CHECKED is the first Chinese-language social media dataset for COVID-19 misinformation research with ground-truth credibility labels. It collects fact-checked Weibo microblogs from December 2019 to August 2020, labeled via Weibo's expert-run Community Management Center (fake) and People's Daily's official Weibo account (real).
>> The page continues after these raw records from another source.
PR #3218, opened 2023-08-24
CLDR-16956 Updating the charts refreshed the coverage levels.

macchiati:
CLDR-16956

ALLOW_MANY_COMMITS=true

### DIFF
--- a/common/properties/coverageLevels.txt
+++ b/common/properties/coverageLevels.txt
@@ -20,7 +20,7 @@ bgc ;	basic ;	Haryanvi
 bho ;	basic ;	Bhojpuri
 blo ;	moderate ;	Anii
 bn ;	modern ;	Bangla
-br ;	moderate ;	Breton
+br ;	basic ;	Breton
 brx ;	basic ;	Bodo
 bs ;	modern ;	Bosnian
 bs_Cyrl ;	basic ;	Bosnian (Cyrillic)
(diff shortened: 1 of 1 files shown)


macchiati:
Review is mostly pro forma. The downgrade of Breton was a surprise, however, because I don't think we added anything at modern coverage.

macchiati:
I meant: added any paths at moderate coverage.

srl295 (approved):

srl295:
> Review is mostly pro forma. The downgrade of Breton was a surprise, however, because I don't think we added anything at modern coverage.

that is surprising, and curious why it changed now.

Oh— actually, thoughts:

- sr_Latn etc is due to algorithmic. should update BRS to regen this chart when algorithmic is turned.
- Sierra Leone currency?  
- Remember, that we've been having to add new languages (vmw, etc) to coverage80 once they "make basic".  perhaps that's causing some of these downgrades at this juncture.

srl295:
if it is the language stuff, then we should have some mechanism so that the coverage only changes "next time"

srl295:
@macchiati here's what's missing from breton at modern:

image

srl295:
SLE is going to bite a lot of locales because it was in _comprehensive_ until after close of surveytool.

macchiati:
We had talked about copying the values, but there wasn't a ticket to do so. I filed one at https://unicode-org.atlassian.net/browse/CLDR-17038

Because of shift in dates we should have time to get this in.

PR #3222, opened 2023-08-26
CLDR-16956 BRS v44 generate charts 2

macchiati:
CLDR-16956

- Adds attributes to missing-basic TSV chart

ALLOW_MANY_COMMITS=true


btangmu:
@macchiati there's a problem with the first commit message -- one solution is to squash (click Details to the right of "single-commit -- This PR has 2 commits"

macchiati:
A small change, but would like to get this in to unblock another PR

pedberg-icu (approved):

PR #3224, opened 2023-08-28
CLDR-16208 Fix inheritance for default number systems in Arabic locales

btangmu:
-If the special paths are not present, add them

-New set toRetainSpecial; unlike toRetain, add if not already present even if CONSTRAINED_RESTORATION

-New code/data encapsulates which locales/paths are special

-Unrelated refactoring: use LocaleNames.ROOT instead of hard-coded root

-Unrelated refactoring: remove unused directoryName

CLDR-16208

ALLOW_MANY_COMMITS=true


macchiati (approved):

macchiati (commented):
My only comment is that we should add a test of the generated Arabic files to verify that each has the numbering system.

PR #3741, opened 2024-05-22
CLDR-17665 remove beaufort from GenerateUnitTestData.NOT_CONVERTABLE; 17665

pedberg-icu:
CLDR-17665

Remove `beaufort` from the NOT_CONVERTABLE list in  GenerateUnitTestData since that is no longer correct, then regenerate the unit test data. This regen left alone (as expected) the `unitsTest.txt` entry for `beaufort` which had been manually added in PR [#3562](https://github.com/unicode-org/cldr/pull/3562). It also added entries for 3 new units:
- night
- portion-per-1e9
- light-speed 

ALLOW_MANY_COMMITS=true


macchiati (approved):

macchiati:
Thanks, looks good.

macchiati:
BTW, Peter, I was thinking of handling 'generic' in the same way as some other units. That is, create its own Quantity. It would be convertible, but only to itself. That would make the code simpler for us and clients, since everything would have a quantity.

pedberg-icu:
> BTW, Peter, I was thinking of handling 'generic' in the same way as some other units. That is, create its own Quantity. It would be convertible, but only to itself. That would make the code simpler for us and clients, since everything would have a quantity.

@macchiati That seems like a great idea!

PR #3743, opened 2024-05-22
CLDR-17560 Overall Errors

srl295:
CLDR-17560

 - add new CldrError and OverallErrors components
 - add new REST endpoint for whole-locale-errors
 - remove Report for supplemental data (whole locale errors) and references thereto
 - remove link from info panel to supplemental chart
 - add whole-locale widget to General Info

ALLOW_MANY_COMMITS=true

### DIFF
--- a/tools/cldr-apps/js/package.json
+++ b/tools/cldr-apps/js/package.json
@@ -46,7 +46,7 @@
     "ant-design-vue": "^3.2.16",
     "browser-fs-access": "^0.35.0",
     "marked": "^4.3.0",
-    "swagger-client": "^3.28.1",
+    "swagger-client": "^3.26.7",
     "vue": "^3.2.47",
     "xlsx": "https://cdn.sheetjs.com/xlsx-0.20.0/xlsx-0.20.0.tgz"
   }
--- a/tools/cldr-apps/js/package.json
+++ b/tools/cldr-apps/js/package.json
@@ -46,7 +46,7 @@
     "ant-design-vue": "^3.2.16",
     "browser-fs-access": "^0.35.0",
     "marked": "^4.3.0",
-    "swagger-client": "^3.26.7",
+    "swagger-client": "^3.28.1",
     "vue": "^3.2.47",
     "xlsx": "https://cdn.sheetjs.com/xlsx-0.20.0/xlsx-0.20.0.tgz"
   }
--- a/tools/cldr-apps/js/src/esm/cldrSurvey.mjs
+++ b/tools/cldr-apps/js/src/esm/cldrSurvey.mjs
@@ -788,11 +788,6 @@ function testsToHtml(tests) {
 
     newHtml += "</p>\n";
   }
-  if (hadEntireLocale) {
-    newHtml += `<p class='trInfo tr_Warning alert alert-warning fix-popover-help'>See also <a href='#r_supplemental/${cldrStatus.getCurrentLocale()}//'>${cldrText.get(
-      "special_r_supplemental"
-    )}</a></p>\n`;
-  }
   return newHtml;
 }
 
--- a/tools/cldr-apps/js/src/esm/cldrSurvey.mjs
+++ b/tools/cldr-apps/js/src/esm/cldrSurvey.mjs
@@ -751,14 +751,12 @@ function testsToHtml(tests) {
   if (!tests) {
     return newHtml;
   }
-  var hadEntireLocale = false;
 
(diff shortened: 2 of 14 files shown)


srl295:
No output if there's no issue. 

Otherwise: 

image

srl295:
this is up on staging as of this writing

tools/cldr-apps/js/src/views/CldrError.vue
```diff
@@ -0,0 +1,59 @@
...
+        .split(/(?=[A-Z])/)
+        .map((s) => s)
+        .join(" ");
+    },
+  },
+  props: {
+    status: {
+      type: Object,
+      // any additional classes
+      default: "",
```
btangmu, line 40: should message, subtype and subtypeUrl be declared here? It looks like they're filled in from json from the back end. If that fails for any reason, the front end will throw cryptic errors like undefined subtype... I know we already have a lot of js code that makes this kind of implicit assumption. Still, objects with clearly defined and documented properties would be more ideal. I think status corresponds to back-end CheckCLDR.CheckStatus, and subtype corresponds to CheckCLDR.CheckStatus.Subtype. Comments could help...

tools/cldr-apps/js/src/views/CldrError.vue
```diff
@@ -0,0 +1,59 @@
...
+    subtypeString() {
+      return this.status.subtype
+        .split(/(?=[A-Z])/)
+        .map((s) => s)
+        .join(" ");
+    },
+  },
+  props: {
+    status: {
+      type: Object,
```
btangmu, line 38: is type an object, or a string? On the back end it's an enum, but in the json it looks very much like a string such as "Warning" -- or am I just totally confused?

btangmu (approved):
looks good aside from some minor quibbles

tools/cldr-apps/js/src/esm/cldrSurvey.mjs
```diff
@@ -788,11 +788,6 @@ function testsToHtml(tests) {
 
     newHtml += "</p>\n";
   }
-  if (hadEntireLocale) {
```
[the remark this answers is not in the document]
srl295: true.

tools/cldr-apps/js/src/views/CldrError.vue
```diff
@@ -0,0 +1,59 @@
...
+// import * as cldrStatus from "../esm/cldrStatus.mjs";
+export default {
+  computed: {
+    myClass() {
+      return `cldrError tr_${this.status.type} `;
+    },
+    subtypeString() {
+      return this.status.subtype
+        .split(/(?=[A-Z])/)
+        .map((s) => s)
```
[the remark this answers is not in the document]
srl295: this was originally a lowercasing function. There's no titlecase in JS.

tools/cldr-apps/js/src/views/CldrError.vue
srl295: I don't think it will type check here.

tools/cldr-apps/js/src/views/CldrError.vue
srl295: It's an object.

srl295:
do we want to merge changes to https://unicode-org.atlassian.net/browse/CLDR-17664 before merging this?

tools/cldr-apps/js/package.json
```diff
@@ -46,7 +46,7 @@
     "ant-design-vue": "^3.2.16",
     "browser-fs-access": "^0.35.0",
     "marked": "^4.3.0",
-    "swagger-client": "^3.26.7",
+    "swagger-client": "^3.28.1",
```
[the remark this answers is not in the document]
srl295: it was to fix an issue with Chrome

srl295:
@btangmu i'm going to make this one draft because it's waiting on some further UI review

tools/cldr-apps/js/src/views/CldrError.vue
btangmu: I don't think we're talking about the same thing... `status` itself is an object, yes (I wrongly guessed CheckCLDR.CheckStatus but you say CheckStatusSummary and I believe you).

I was referring to `status.type`. On the back end that's `CheckCLDR.CheckStatus.Type`, which is an enum, and on the front end it's not an Object, it's a String. So, I think `type: Object` is wrong, it should be `type: String`

macchiati (approved):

The dataset is distinguished by its rich multimedia schema and full propagation thread capture.

Statistics

Label Microblogs w/ images w/ video w/ reposts w/ comments
Real 1,760 1,149 563 1,151 1,151
Fake 344 53 106 229 292
Total 2,104 1,202 669 1,380 1,443
Metric Real Fake Total
Reposts 1,827,817 40,358 1,868,175
Comments 1,169,246 16,456 1,185,702
Likes 56,407,610 445,116 56,852,726
Unique users 686,077 51,674 737,751

Class ratio: approximately 5:1 real to fake.

Schema

Each microblog record contains:

Field Description
id 32-digit hashed Weibo microblog ID (SHA-256 of original 16-digit ID)
label "real" or "fake"
analysis Official Weibo expert evaluation text (fake microblogs only)
date Posting timestamp (yyyy-mm-dd hh:mm)
user_id 32-digit hashed Weibo user ID
text Full microblog text
pic_url List of image URLs (up to 18 per microblog)
video_url Video URL (mutually exclusive with images)
comment_num Total comment count as shown on Weibo
repost_num Total repost count as shown on Weibo
like_num Total like count
comments Array of comment objects: hashed ID, date, text, hashed commenter ID, optional image
reposts Array of repost objects: hashed ID, date, text, hashed reposter ID, optional image

Note: due to Weibo's access restrictions, the comment/repost arrays may contain fewer entries than comment_num/repost_num, which capture the Weibo-displayed count.

Labeling methodology

Fake: Microblogs verified as false information by Weibo's Community Management Center. Users report suspicious microblogs; Weibo experts investigate and publish detailed evaluations. The center has processed over two million reports as of publication.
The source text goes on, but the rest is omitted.